**TO DO**
Work out how many lines in the entries below include the word "styled", and give only that figure.

[Opening SOURCE DATA section]

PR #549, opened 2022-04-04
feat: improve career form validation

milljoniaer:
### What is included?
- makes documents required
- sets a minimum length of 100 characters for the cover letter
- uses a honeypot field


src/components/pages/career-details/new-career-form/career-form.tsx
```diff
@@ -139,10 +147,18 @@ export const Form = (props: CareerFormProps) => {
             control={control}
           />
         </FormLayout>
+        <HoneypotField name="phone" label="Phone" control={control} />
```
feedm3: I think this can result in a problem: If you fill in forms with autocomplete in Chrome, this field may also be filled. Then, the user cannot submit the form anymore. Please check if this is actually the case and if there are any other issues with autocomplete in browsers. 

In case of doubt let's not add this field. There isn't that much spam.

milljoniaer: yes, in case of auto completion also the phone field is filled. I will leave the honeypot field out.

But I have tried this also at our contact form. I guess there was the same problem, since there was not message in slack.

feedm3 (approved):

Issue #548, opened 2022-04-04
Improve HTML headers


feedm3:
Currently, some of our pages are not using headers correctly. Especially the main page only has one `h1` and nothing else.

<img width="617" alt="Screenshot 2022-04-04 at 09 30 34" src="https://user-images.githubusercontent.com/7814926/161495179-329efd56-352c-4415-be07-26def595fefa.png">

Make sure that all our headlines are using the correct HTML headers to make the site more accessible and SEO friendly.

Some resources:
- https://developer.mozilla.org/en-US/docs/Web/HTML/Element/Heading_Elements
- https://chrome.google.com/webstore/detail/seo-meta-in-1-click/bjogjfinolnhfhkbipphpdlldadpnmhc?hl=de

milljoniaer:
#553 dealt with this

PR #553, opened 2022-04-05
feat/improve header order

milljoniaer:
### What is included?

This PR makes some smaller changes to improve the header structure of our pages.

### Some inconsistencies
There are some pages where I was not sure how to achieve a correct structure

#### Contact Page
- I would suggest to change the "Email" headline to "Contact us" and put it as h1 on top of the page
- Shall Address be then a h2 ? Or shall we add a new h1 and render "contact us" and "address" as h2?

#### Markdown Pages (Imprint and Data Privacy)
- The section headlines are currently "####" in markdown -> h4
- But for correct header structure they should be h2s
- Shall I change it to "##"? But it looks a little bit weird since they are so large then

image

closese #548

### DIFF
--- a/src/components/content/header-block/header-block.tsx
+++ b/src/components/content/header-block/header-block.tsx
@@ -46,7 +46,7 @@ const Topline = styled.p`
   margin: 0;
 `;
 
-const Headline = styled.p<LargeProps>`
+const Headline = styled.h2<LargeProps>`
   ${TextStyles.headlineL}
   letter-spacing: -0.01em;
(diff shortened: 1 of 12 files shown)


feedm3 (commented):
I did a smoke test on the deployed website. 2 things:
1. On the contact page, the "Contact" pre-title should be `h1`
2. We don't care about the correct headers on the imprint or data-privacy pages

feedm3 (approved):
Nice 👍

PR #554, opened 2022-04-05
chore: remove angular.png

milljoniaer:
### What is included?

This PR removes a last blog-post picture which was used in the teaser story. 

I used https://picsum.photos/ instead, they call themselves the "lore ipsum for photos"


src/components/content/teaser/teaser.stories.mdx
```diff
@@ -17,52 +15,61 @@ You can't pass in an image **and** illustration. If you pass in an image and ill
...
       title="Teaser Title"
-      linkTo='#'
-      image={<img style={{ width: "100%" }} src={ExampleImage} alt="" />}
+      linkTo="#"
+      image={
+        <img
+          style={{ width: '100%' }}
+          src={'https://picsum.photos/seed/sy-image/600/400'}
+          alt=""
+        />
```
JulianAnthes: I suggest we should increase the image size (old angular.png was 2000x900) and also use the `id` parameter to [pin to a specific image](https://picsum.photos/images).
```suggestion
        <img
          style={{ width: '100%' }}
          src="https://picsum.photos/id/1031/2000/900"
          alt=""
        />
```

[Closing SOURCE DATA section]

**SOLUTION TO THE EXERCISE**
3